Backup or optimized duplication jobs require that ReadOnly is set to 0 in the
esfs.jsonfile. - If running a Cloud Catalyst version older than 8.2 (example: 8.1, 8.1.1, 8.1.2), you may need to deploy a new host name-based certificate for the media server. You can deploy the certificate by running the following command on the master server:
/usr/openv/netbackup/bin/admincmd/bpnbaz - ProvisionCert <CloudCatalyst host-name>
You must restart the NetBackup services on the Cloud Catalyst server.

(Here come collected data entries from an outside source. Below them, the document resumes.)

PR #6461, opened 2019-12-29
Introduce internal jobs for functions

### LINKED ISSUE #6053: Inconsistent job ids
I must admit that the job handling is very weird in fish, since the job id seems to be pretty random. Quick example, where I start different tools in the prescribed order and send them to background (`ccmake, nano, man gcc, vim, vi` where vi is an alias to `nvim -O`). The output of jobs is extremely unexpected, since `man gcc` will receive jobid 5 instead of 3. `vim` started as fourth tool will receive 4. The `nvim` alias started last will receive 7.

```
jobs
7       30462   0%      stopped nvim  $argv
4       30393   0%      stopped vim
5       30348   0%      stopped command man $argv
2       30308   0%      stopped nano
1       30273   0%      stopped ccmake .
```
Or simply starting `man gcc` and then `vim` results in job 1 and 2 not even being present
```
4       1716    0%      stopped nvim  $argv
3       1660    0%      stopped command man $argv
```
In short, the job ids are not consecutive, which is weird, but even worse they are not even monotonically increasing. This effectively makes the use of commands using these ids such as `fg/bg %id` trial and error and significantly less useful compared to most other shells.

fish version: 3.0.2
Sys: Ubuntu 18.04

danzimm:
## Motivation

This PR is aimed at improving how job ids are assigned. In particular,
previous to this commit, a job id would be consumed by functions (and
thus aliases). Since it's usual to use functions as command wrappers
this results in awkward job id assignments.

For example if the user is like me and just made the jump from vim -> neovim
then the user might create the following alias:
```
alias vim=nvim
```
Previous to this commit if the user ran `vim` after setting up this
alias, backgrounded (^Z) and ran `jobs` then the output might be:
```
Job	Group	State	Command
2	60267	stopped	nvim  $argv
```
If the user subsequently opened another vim (nvim) session, backgrounded
and ran jobs then they might see what follows:
```
Job	Group	State	Command
4	70542	stopped	nvim  $argv
2	60267	stopped	nvim  $argv
```
These job ids feel unnatural, especially when transitioning away from
e.g. bash where job ids are sequentially incremented (and aliases/functions
don't consume a job id).

See #6053 for more details.

## Implementation Details

As @ridiculousfish pointed out in https://github.com/fish-shell/fish-shell/issues/6053#issuecomment-559899400,
we want to elide a job's job id if it corresponds to a single function in the
foreground. This translates to the following prerequisites:

- A job must correspond to a single process (i.e. the job continuation
    must be empty)
- A job must be in the foreground (i.e. `&` wasn't appended)
- The job's single process must resolve to a function invocation

If all of these conditions are true then we should mark a job as
"internal" and somehow remove it from consideration when any
infrastructure tries to interact with jobs / job ids.

I saw two paths to implement these requirements:

- At the time of job creation calculate whether or not a job is
  "internal" and use a separate list of job ids to track their ids.
  Additionally introduce a new flag denoting that a job is internal so
  that e.g. `jobs` doesn't list internal jobs
  - I started implementing this route but quickly realized I was
    computing the same information that would be computed later on (e.g.
    "is this job a single process" and "is this jobs statement a
    function"). Specifically I was computing data that populate_job_process
    would end up computing later anyway. Additionally this added some
    weird complexities to the job system (after the change there were two
    job id lists AND an additional flag that had to be taken into
    consideration)
- Once a function is about to be executed we release the current jobs
  job id if the prerequisites are satisfied (which at this point have
  been fully computed).
  - I opted for this solution since it seems cleaner. In this
  implementation "releasing a job id" is done by both calling
  `release_job_id` and by marking the internal job_id member variable to
  -1. The former operation allows subsequent child jobs to reuse that
  same job id (so e.g. the situation described in Motivation doesn't
  occur), and the latter ensures that no other job / job id
  infrastructure will interact with these jobs because valid jobs have
  positive job ids. The second operation causes job_id to become
  non-const which leads to the list of code changes outside of `exec.c`
  (i.e. a codemod from `job_t::job_id` -> `job_t::job_id()` and moving the
   old member variable to a non-const private `job_t::job_id_`)

Note: Its very possible I missed something and setting the job id to -1
will break some other infrastructure, please let me know if so!

## Misc Comments

I tried to run `make/ninja lint`, but a bunch of non-relevant issues
appeared (e.g. `fatal error: 'config.h' file not found`). I did
successfully clang-format (`git clang-format -f`) and run tests, though.
This PR closes #6053.

As an ad-hoc test I went through the situation described in the motivation section and observed that vim only took up a single job id:
```
nad||~/Codes/fish-shell/build||0||seqjob                                                             Nu.fios-router.home.ttys002||Sun Dec 29 11:28:33 EST 2019
|> ./fish
nad||~/Codes/fish-shell/build||0||seqjob                                                             Nu.fios-router.home.ttys002||Sun Dec 29 11:31:43 EST 2019
|> type vim
vim is a function with definition
# Defined in - @ line 1
function vim --wraps=nvim --description 'alias vim=nvim'
    nvim  $argv;
end
nad||~/Codes/fish-shell/build||0||seqjob
|> vim
nad||~/Codes/fish-shell/build||0||seqjob
|> jobs
Job	Group	State	Command
1	73795	stopped	nvim  $argv
```
---

## TODOs:

### DIFF
--- a/src/exec.cpp
+++ b/src/exec.cpp
@@ -542,7 +542,7 @@ static bool handle_builtin_output(parser_t &parser, const std::shared_ptr<job_t>
         p->completed = true;
         if (p->is_last_in_job) {
             FLOGF(exec_job_status, L"Set status of job %d (%ls) to %d using short circuit",
-                  j->job_id, j->preview().c_str(), p->status);
+                  j->job_id(), j->preview().c_str(), p->status);
             parser.set_last_statuses(j->get_statuses());
         }
         return true;
@@ -718,7 +718,7 @@ using proc_performer_t = std::function<proc_status_t(parser_t &parser)>;
 // exists. This is just a dumb artifact of the fact that we only capture the functions name, not its
 // properties, when creating the job; thus a race could delete the function before we fetch its
 // properties.
-static proc_performer_t get_performer_for_process(process_t *p, const job_t *job,
+static proc_performer_t get_performer_for_process(process_t *p, job_t *job,
                                                   const io_chain_t &io_chain) {
     assert((p->type == process_type_t::function || p->type == process_type_t::block_node) &&
            "Unexpected process type");
@@ -746,6 +746,13 @@ static proc_performer_t get_performer_for_process(process_t *p, const job_t *job
         };
     } else {
         assert(p->type == process_type_t::function);
+        // If this function is the only process in the current job
+        // and that job is in the foreground then mark this job as internal
+        // so it doesn't increment the job id for any jobs created within this
+        // function.
+        if (p->is_first_in_job && p->is_last_in_job && job->flags().foreground) {
+            job->mark_internal();
+        }
         auto props = function_get_properties(p->argv0());
         if (!props) {
             FLOGF(error, _(L"Unknown function '%ls'"), p->argv0());
@@ -1131,7 +1138,7 @@ bool exec_job(parser_t &parser, shared_ptr<job_t> j, const job_lineage_t &lineag
         }
     }
 
-    FLOGF(exec_job_exec, L"Executed job %d from command '%ls' with pgrp %d", j->job_id,
+    FLOGF(exec_job_exec, L"Executed job %d from command '%ls' with pgrp %d", j->job_id(),
           j->command_wcstr(), j->pgid);
 
     j->mark_constructed();
--- a/src/builtin_bg.cpp
+++ b/src/builtin_bg.cpp
@@ -22,12 +22,12 @@ static int send_to_bg(parser_t &parser, io_streams_t &streams, job_t *j) {
     if (!j->wants_job_control()) {
         wcstring error_message = format_string(
             _(L"%ls: Can't put job %d, '%ls' to background because it is not under job control\n"),
-            L"bg", j->job_id, j->command_wcstr());
+            L"bg", j->job_id(), j->command_wcstr());
         builtin_print_help(parser, streams, L"bg", &error_message);
         return STATUS_CMD_ERROR;
     }
 
-    streams.err.append_format(_(L"Send job %d '%ls' to background\n"), j->job_id,
+    streams.err.append_format(_(L"Send job %d '%ls' to background\n"), j->job_id(),
                               j->command_wcstr());
     parser.job_promote(j);
     j->mut_flags().foreground = false;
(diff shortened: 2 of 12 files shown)


danzimm:
Should we add an additional test for this? Or is the ad-hoc testing ok? This isn't really fixing a "regression" so I'm not sure what the standard is here.

src/exec.cpp
```diff
@@ -746,6 +746,13 @@ static proc_performer_t get_performer_for_process(process_t *p, const job_t *job
         };
     } else {
         assert(p->type == process_type_t::function);
+        // If this function is the only process in the current job
```
danzimm: This is the only real change- everything else is a consequence of moving job_t::job_id to a private member variable and introducing a public getter.

ridiculousfish:
Seems reasonable to me. This should be testable, I'll write one and share it here.

ridiculousfish:
Testing revealed that while job IDs are consecutive, the order is still funny - investigating.

danzimm:
@ridiculousfish While working on this I noticed that a lot of seemingly internal processes get their own job (and this job id). I think generally speaking all non-command (or command like) jobs shouldn’t get a job id, but right now because we don’t “resolve” a job (i.e. we don’t realize the AST into any IR) this is a difficult computation to make at job creation time.

Unfortunately I’m mobile otherwise I could give more concrete examples about what I mean from the above paragraph. Fwiw it was useful to trace job creation (I just put printf’s with a bunch of state when a new job was constructed)

danzimm:
It might be worthwhile to reinvestigate when job ids are assigned. Right now it’s at job creation time, but it might be beneficial to populate a job with a job id after we’ve fully transformed an AST node into a job

ridiculousfish:
Bleh, there's a bug in `job_promote` - it's using `std::rotate` wrongly. I must have read that code a million times, how did I miss that.

ridiculousfish:
I merged this as 8e17d29e04eeef27471eb682a06f8d9116cb26ca (thanks!!) but there's *still* some weird ordering bug, investigating.

ridiculousfish:
Looks like this is in 3.1 after all

ridiculousfish:
Ah hit's not an ordering bug, it's that this fix needs to be extended to block jobs (not just functions).

danzimm:
Thank you!!

danzimm:
@ridiculousfish do you want me to take that on? I can try to come up with some tests too. I have time tomorrow, so just let me know!

ridiculousfish:
Thanks for offering! But it's an easy fix.

ridiculousfish:
It took a couple of iterations but [here's the test I ended up with](https://github.com/fish-shell/fish-shell/blob/91404f17629e8e5e7360d92a6c555383669af31d/tests/checks/job-ids.fish#L1), as an illustration.

danzimm:
Whoa! That’s a pretty sweet test! I didn’t know fish had filecheck tests- that’s so cool!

- You may need to run the following command to allow Cloud Catalyst to read from the bucket in the cloud storage:
/usr/openv/esfs/bin/setlsu_ioctl <cachedir>/storage/proc/cloud.lsu <bucketname>
No harm is done if you run this command when it is not needed. If you do run the command, you can see the following output:
return code: -1 File exists.
- (Optional) Remove the entire MSDP cloud sub-bucket folder in cloud storage to avoid wasted space and avoid any problems with future migration to MSDP cloud tier server.
The following procedure assumes that the Cloud Catalyst server was reused and or reinstalled as an MSDP cloud tier server or is unavailable for some other reason.
Reverting back to Cloud Catalyst when the server was reused and or reinstalled when the migration was performed
- Stop the NetBackup services on the new MSDP cloud tier server.
- Run the Recover the catalogs wizard in the NetBackup Administration Console.
In the NetBackup Administration Console, click NetBackup Management in the left pane and then Recover the catalogs in the right pane. The Catalog Recovery Wizard Welcome panel appears.
- Select the catalog backup image that was created before running the nbdecommission -migrate_cloudcatalyst command to migrate Cloud Catalyst to MSDP cloud tier server.
- Complete all steps in the wizard to recover the NetBackup catalog.
- Stop and restart the NetBackup services on the master server.
- Reinstall the Cloud Catalyst server using the same NetBackup version and EEB bundles that were active when migration was performed.
- Then contact Veritas Technical Support to use the rebuild_esfs process to recover that Cloud Catalyst server from the data in cloud storage. (The rebuild_esfs process supersedes the old drcontrol method of recovering a Cloud Catalyst server. The drcontrol method is deprecated.)
- (Optional) Remove the entire MSDP cloud sub-bucket folder in cloud storage to avoid wasted space and avoid any problems with future migration to MSDP cloud tier server.